Feeling this life all around me and having a few skills with clairvoyance and a very little telepathy
eventually got me thinking (oh to have those small skills back, to never have  squashed them
down...). What kind of people could do what I could do and felt the same way about things?
One of my cousins had heard the story about how my grandmother had used a Ouija to find out
the name of my mother--before she and Dad met. My dear cousin didn't tell me the story, she
just related that grandma was a "witch" and wanted to know if I wanted to help look for stuff in
the big scary basement (we did a lot of rummaging in there anyway, that was one of the beauties
of grandma's house).  So maybe I was a witch too. I decided to ask my Mom, who else knows
everything? Mom's reaction was unfavorable at best, and from what I remember a little panicky.

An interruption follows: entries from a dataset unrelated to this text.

PR #166, opened 2016-05-09
Use 32-bit addressing in take1 when possible

abergeron:
This be faster and doesn't change the public interface.

### DIFF
--- a/src/gpuarray_array.c
+++ b/src/gpuarray_array.c
@@ -382,7 +382,7 @@ static int gen_take1_kernel(GpuKernel *k, const gpuarray_buffer_ops *ops,
       strb_appendf(&sb, "      p += pos * (%s)s%u;\n", ssz, i);
     }
   }
-  strb_appendf(&sb, "      r[i0*((%s)n1) + i1] = (((GLOBAL_MEM %s *)(GLOBAL_MEM char *)v) + p);\n",
+  strb_appendf(&sb, "      r[i0*((%s)n1) + i1] = ((GLOBAL_MEM %s *)(((GLOBAL_MEM char *)v) + p));\n",
                sz, gpuarray_get_type(v->typecode)->cluda_name);
   strb_appends(&sb, "    }\n"
                "  }\n"
--- a/src/gpuarray_array.c
+++ b/src/gpuarray_array.c
@@ -328,7 +328,7 @@ static int gen_take1_kernel(GpuKernel *k, const gpuarray_buffer_ops *ops,
 
   if (addr32) {
     sz = "ga_uint";
-    ssz "ga_int";
+    ssz = "ga_int";
   } else {
     sz = "ga_size";
     ssz = "ga_ssize";
@@ -369,7 +369,7 @@ static int gen_take1_kernel(GpuKernel *k, const gpuarray_buffer_ops *ops,
                "    }\n"
                "    pos0 += ii0 * (%s)s0;\n"
                "    for (i1 = idx1; i1 < n1; i1 += numThreads1) {\n"
-               "      %s p = pos0;\n", ssz, sz, sz, ssz, sz);
+               "      %s p = pos0;\n", ssz, sz, sz, sz);
   if (v->nd > 1) {
     strb_appendf(&sb, "      %s pos, ii = i1;\n", sz);
     for (i2 = v->nd; i2 > 1; i2--) {
@@ -382,8 +382,8 @@ static int gen_take1_kernel(GpuKernel *k, const gpuarray_buffer_ops *ops,
       strb_appendf(&sb, "      p += pos * (%s)s%u;\n", ssz, i);
     }
   }
-  strb_appendf(&sb, "      r[i0*((%s)n1) + (%s)i1] = (((GLOBAL_MEM %s *)(GLOBAL_MEM char *)v) + p);\n",
-               sz, sz, gpuarray_get_type(v->typecode)->cluda_name);
+  strb_appendf(&sb, "      r[i0*((%s)n1) + i1] = (((GLOBAL_MEM %s *)(GLOBAL_MEM char *)v) + p);\n",
+               sz, gpuarray_get_type(v->typecode)->cluda_name);
   strb_appends(&sb, "    }\n"
                "  }\n"
                "}\n");
@@ -411,7 +411,6 @@ int GpuArray_take1(GpuArray *a, const GpuArray *v, const GpuArray *i,
   size_t argp;
   GpuKernel k;
   unsigned int j;
-  unsigned int _n[2], _o;
   int err, kerr = 0;
   int addr32 = 0;
 
@@ -443,7 +442,7 @@ int GpuArray_take1(GpuArray *a, const GpuArray *v, const GpuArray *i,
     n[1] *= v->dimensions[j];
   }
 
-  if (n[0] * n[1] < INT_MAX) {
+  if (n[0] * n[1] < SADDR32_MAX) {
     addr32 = 1;
   }
 
--- a/src/gpuarray_array.c
+++ b/src/gpuarray_array.c
@@ -382,7 +382,7 @@ static int gen_take1_kernel(GpuKernel *k, const gpuarray_buffer_ops *ops,
       strb_appendf(&sb, "      p += pos * (%s)s%u;\n", ssz, i);
     }
   }
-  strb_appendf(&sb, "      r[i0*((%s)n1) + i1] = ((GLOBAL_MEM %s *)(((GLOBAL_MEM char *)v) + p));\n",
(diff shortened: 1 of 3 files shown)


src/gpuarray_array.c
```diff
@@ -400,11 +408,12 @@ int GpuArray_take1(GpuArray *a, const GpuArray *v, const GpuArray *i,
 #if DEBUG
   char *errstr = NULL;
 #endif
-  void **args = NULL;
   size_t argp;
   GpuKernel k;
   unsigned int j;
+  unsigned int _n[2], _o;
```
nouiz: Where this is used? I don't see it being used.

src/gpuarray_array.c
```diff
@@ -338,44 +347,43 @@ static int gen_take1_kernel(GpuKernel *k, const gpuarray_buffer_ops *ops,
...
+                     "      ii /= (%s)d%u;\n", sz, i, sz, i);
       else
         strb_appends(&sb, "      pos = ii;\n");
-      strb_appendf(&sb, "      p += pos * s%u;\n", i);
+      strb_appendf(&sb, "      p += pos * (%s)s%u;\n", ssz, i);
     }
   }
-  strb_appendf(&sb, "      r[i0*n1 + i1] = ((GLOBAL_MEM %s *)p)[0];\n",
-               gpuarray_get_type(v->typecode)->cluda_name);
+  strb_appendf(&sb, "      r[i0*((%s)n1) + (%s)i1] = (((GLOBAL_MEM %s *)(GLOBAL_MEM char *)v) + p);\n",
```
nouiz: The 2 first cast are useless.

src/gpuarray_array.c
```diff
@@ -338,44 +347,43 @@ static int gen_take1_kernel(GpuKernel *k, const gpuarray_buffer_ops *ops,
...
+               "    if ((ii0 < 0) || (ii0 >= d0)) {\n"
                "      *err = -1;\n"
                "      continue;\n"
                "    }\n"
-               "    pos0 += ii0 * s0;\n"
+               "    pos0 += ii0 * (%s)s0;\n"
                "    for (i1 = idx1; i1 < n1; i1 += numThreads1) {\n"
-               "      GLOBAL_MEM ga_byte *p = (GLOBAL_MEM ga_byte *)v;\n"
-               "      p += pos0;\n");
+               "      %s p = pos0;\n", ssz, sz, sz, ssz, sz);
```
nouiz: There is one extra parameter here. I think it should be:
ssz, sz, sz, sz

src/gpuarray_array.c
```diff
@@ -338,44 +347,43 @@ static int gen_take1_kernel(GpuKernel *k, const gpuarray_buffer_ops *ops,
...
   if (v->nd > 1) {
-    strb_appends(&sb, "      ga_size pos, ii = i1;\n");
+    strb_appendf(&sb, "      %s pos, ii = i1;\n", sz);
     for (i2 = v->nd; i2 > 1; i2--) {
       i = i2 - 1;
       if (i > 1)
-        strb_appendf(&sb, "      pos = ii %% d%u;\n"
```
nouiz: What the d in this line and the one bellow mean? Is there a special meaning for strb_appendf?

src/gpuarray_array.c
nouiz: Why this extra cast to char*? Why cast n1 an i1 ? They are already of type sz.

nouiz:
I finished my review

src/gpuarray_array.c
abergeron: I need to cast `n1` because it is ga_size, but `i1` is not required.

Also the cast to char * is so that we can add a byte offset to the pointer.

src/gpuarray_array.c
abergeron: Leftover from previous code.

src/gpuarray_array.c
abergeron: Yes.

src/gpuarray_array.c
abergeron: No, it will just be a literal 'd' followed by the formatted number.  It's the name of one of the inputs.

abergeron:
I should have fixed all the problems.

lamblin:
Running `make tests` I have:
```
3/6 Test #3: test_array .......................***Failed    0.52 sec
```
Not sure how to get the full information.

I'm running the benchmarks to check the performance.

nouiz:
This is probably just that the GPU is used. those tests don't handle that
well. Use the env var DEVICE=cudaN with the right number.

lamblin:
Yes, I did that, I actually ran `DEVICE=cuda3 make test`, and checked with `nvidia-smi` that it was running on the right gpu.

nouiz:
It seem a bug, @abergeron will check.

lamblin:
Strange error when running the benchmark:
```
---------------------------------------------------------------------------
RuntimeError                              Traceback (most recent call last)
/home/benchmark/code/rnn_exps/theano/ptb/train_lm.py in <module>()
     23     config = getattr(config_lm, args.proto)()
     24     logger.info("Model options:\n{}".format(pprint.pformat(config)))
---> 25     train(**config)

/home/benchmark/code/rnn_exps/theano/ptb/lm.pyc in train(dim_word, dim, encoder, max_epochs, finish_after, dispFreq, decay_c, lrate, n_words, maxlen, batch_size, valid_batch_size, max_grad_norm, nlayers, data_path, use_dropout)
    596 
    597             # compute cost, grads and copy grads to shared variables
--> 598             cost = f_grad_shared(x)
    599 
    600             # do the update on parameters

/home/benchmark/repos/Theano/theano/compile/function_module.pyc in __call__(self, *args, **kwargs)
    906                     node=self.fn.nodes[self.fn.position_of_error],
    907                     thunk=thunk,
--> 908                     storage_map=getattr(self.fn, 'storage_map', None))
    909             else:
    910                 # old-style linkers raise their own exceptions

/home/benchmark/repos/Theano/theano/gof/link.pyc in raise_with_op(node, thunk, exc_info, storage_map)
    312         # extra long error message in that case.
    313         pass
--> 314     reraise(exc_type, exc_value, exc_trace)
    315 
    316 

/home/benchmark/repos/Theano/theano/compile/function_module.pyc in __call__(self, *args, **kwargs)
    893         try:
    894             outputs =\
--> 895                 self.fn() if output_subset is None else\
    896                 self.fn(output_subset=output_subset)
    897         except Exception:

RuntimeError: Success
Apply node that caused the error: GpuAdvancedSubtensor1(Wemb, GpuReshape{1}.0)
Toposort index: 39
Inputs types: [GpuArrayType<None>(float32, (False, False)), GpuArrayType<None>(int64, (False,))]
Inputs shapes: [(10000, 200), (400,)]
Inputs strides: [(800, 4), (8,)]
Inputs values: ['not shown', 'not shown']
Outputs clients: [[GpuReshape{3}(GpuAdvancedSubtensor1.0, MakeVector{dtype='int64'}.0)]]
```

abergeron:
Problem should be fixed.

lamblin:
The code seems to run. I still have to relaunch with profiling and compare.

lamblin:
Updated timings with that change below.
TL;DR: It helps, but it's not all of it.

model | op | old | new | this PR
------|----|----|-----|---------------------------
small | GpuAdvancedSubtensor1 | 2.2 | 16 | 9.8
large | GpuAdvancedSubtensor1 | 1.1 | 10.5 | 8.2
small | GpuAdvancedIncSubtensor1 | 77 | 209 | 131
large | GpuAdvancedIncSubtensor1 | 75 | 204 | 129
small | GpuAdvancedIncSubtensor1_dev20 | 0.861 | 0.68 | 0.475
large | GpuAdvancedIncSubtensor1_dev20 | 0.518 | 0.438 | 0.370

nouiz:
should we merge this? I think what @abergeron told about making GpuJoin reuse elemwise to get all the speed benefit would be useful here too. If so, this would make this PR useless.

But if we merge now, we will have now some good speed up. So if people absolutly need float16, they won't have too much slow down.

I vote to merge now.

lamblin:
I did not review the code and I'm not sure I understand how the other solution would interact with this one. I'm OK with merging if you think it is a good idea.

lamblin:
Btw, the overall performance was similar to the old back-end, due to Gemm being faster.

nouiz:
I reviewed it complety and I think it is good to merge.

This could use the GpuElemwise kernel to make a copy for each element, but mark them as being able to run in parallel.

But it would be probably better to implement the dimensions collapsing here. There is function that can be reused and this would make only 1 kernel call.

nouiz:
I need to leave, When I can I'll run gpuarray and Theano tests to make sure it work well and I'll merge.

lamblin:
I can run the tests.

nouiz:
I'm running them.

lamblin:
Me too. The gpuarray tests passed, I'm running the Theano ones now.

nouiz:
The Theano one passed, I'm finishing the gpuarray ones. so merging.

I couldn't be a witch, she said, because witches were evil and they went to hell. I was saved, she
said, didn't I remember that? Sure, I said, but what's that got to do with all this stuff? I'm not evil
but I can hear the tree talking to me. You aren't a witch because you aren't going to hell, and
that's final, she said, and anyway, witches come in families and there aren't any witches in this
one. Sigh. I think I was nine. Later she would throw away a book I found on ceremonial
magick. Like I was going to sell my soul for a buried treasure...come on!


What's this "saved" thing? you may ask. The side of my family (my mother's) that's very
concerned with religion are all fundamental, independent, churchgoing Baptists. They believe that
no matter who you are or what your religion is, you are going straight to Hell for eternity if you
don't at some point utter the words "Jesus, I know I'm a sinner. I believe you died for my sins,
please come into my heart and save me."  My maternal grandmother discovered that I, at the
tender age of seven, had not yet said this prayer. One Sunday she hauled me out of the pew and
into the isle, to the front of the church and made me pray it with her. According to her, she "led
me to the lord."  According to me, she set me up for years of fear. You see, at the time we
prayed and then she asked me if I felt Jesus in my heart. ??? What the heck did that mean? I
told her I didn't feel any different, and I think she almost panicked. So we had to pray again, and
she asked me again. She was upset and I was upset, so I lied and told her yes the second time
so we could go sit down again. I spent many, many nights as a teenager crying myself to sleep in
fear, because as much as I prayed and begged for salvation I never had any indication that I was
guaranteed a place in Heaven. The "religious experiences" I was having always took place in or
around nature, not in church, and not when I was praying to "God."